Zahaczając o las

Na początek fotorelacja:

[ ENG summary: Photos from cycling work in Gdańsk. Mainly views from the upper floors, which I like so much. I was also close to one of the 3 mosques in Poland. Then I described this rather quiet work and the fact that I even got to the forest for a while. At the end, there is a map and a table of earnings. ]


Zaspa - ponad 40-letnia dzielnica Gdańska. Tu akurat byłem na VIII piętrze nowego osiedla. Widać typową marcową pogodę "wiosnozimę"
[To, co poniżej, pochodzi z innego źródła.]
PR #4301, opened 2021-03-04
1870: Connection runs (last big commit until 1870 is ready)

daniel-sousa-me:
This includes a few lines from #4284 (834 - 841 of `game.rb`), but they should merge well with or without each other

### DIFF
--- a/lib/engine/abilities.rb
+++ b/lib/engine/abilities.rb
@@ -9,6 +9,8 @@ end
 
 module Engine
   module Abilities
+    attr_reader :abilities
+
     def init_abilities(abilities)
       @abilities = []
 
--- a/lib/engine/game/g_1870/round/operating.rb
+++ b/lib/engine/game/g_1870/round/operating.rb
@@ -15,6 +15,12 @@ module Engine
 
             @river_special_tile_lay = nil
           end
+
+          def active_entities
+            return @connection_runs.keys unless @connection_runs.empty?
+
+            super
+          end
         end
       end
     end
--- a/lib/engine/game/g_1870/step/connection.rb
+++ b/lib/engine/game/g_1870/step/connection.rb
@@ -1,0 +1,31 @@
+# frozen_string_literal: true
+
+module Engine
+  module Game
+    module G1870
+      module Step
+        module Connection
+          def override_entities
+            @round.connection_runs.keys
+          end
+
+          def current_entity
+            @round.connection_runs.keys.first
+          end
+
+          def context_entities
+            @round.entities
+          end
+
+          def active_context_entity
+            @round.entities[@round.entity_index]
+          end
+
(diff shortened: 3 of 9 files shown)


lib/engine/game/g_1870/round/operating.rb
```diff
@@ -8,13 +8,19 @@ module Game
...
+          attr_accessor :river_special_tile_lay, :connection_steps, :connection_runs
 
           def start_operating
             super
 
             @river_special_tile_lay = nil
           end
+
+          def active_entities
+            return @connection_runs.keys if @connection_runs.any?
```
tobymao, line 20: unless runs.empty?

tobymao:
conflict and also can you delete your old code that checks for destinations?

lib/engine/game/g_1870/round/operating.rb
daniel-sousa-me: Thanks. Old code :|

daniel-sousa-me:
Done. I think the code you're referring to was never merged.

daniel-sousa-me:
This failed because github had some trouble downloading gems. The branch is passing all the tests.

ventusignis:
I had a gems issue on my PR as well; I was able to coax github into re-running the tests by force-pushing a wording change to a comment and the tests passed after that

scottredracecar:
I got mine to pass when I clicked the re-run jobs button.
image

ventusignis:
IIRC only people with permissions to directly modify this repo are allowed to rerun jobs

lib/engine/game/g_1870/step/connection.rb
```diff
@@ -0,0 +1,31 @@
...
+          def context_entities
+            @round.entities
+          end
+
+          def active_context_entity
+            @round.entities[@round.entity_index]
+          end
+
+          def active?
+            @round.connection_runs.any? && !passed?
```
tobymao, line 25: !connection_runs.empty?

lib/engine/abilities.rb
```diff
@@ -39,6 +39,10 @@ def remove_ability_when(time)
       end
     end
 
+    def own_abilities
```
tobymao, line 42: what is this? can't you just call abilities?

daniel-sousa-me: Because it was not accessible. I could have made it readable, but the same name is also used in Game as an alias for all_abilities, so I thought I might as well make it more clear. But I can make it that way, if you prefer.

tobymao: yea just add an attr_reader to abilities

daniel-sousa-me: Done

tobymao (approved):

Zaspa. Można dojrzeć tu murale. Akurat widzę ten poświęcony rocznicy obrony Westerplatte


Zaspa. Tu widać ile tam jest zieleni między blokami.


Ten mural z Zaspy to jeden z moich ulubionych. Stworzył go Qbik z Kubania w Rosji. Widać też niestety, że murale nie lubią kolorów czerwonego i pomarańczowego. Mural nadaje się do wpisu w konkursie hive, ale muszę odnaleźć instrukcje


Z moich wycieczek kojarzę, że był to ulubiony mural gimnazjalistów. Poświęcony jest Narodowym Siłom Zbrojnym


A oto przez drzewa przebija jeden z trzech meczetów w Polsce (obok Kruszynian i Bohoników). Jedyny niezabytkowy. Z przełomu lat 80. i 90.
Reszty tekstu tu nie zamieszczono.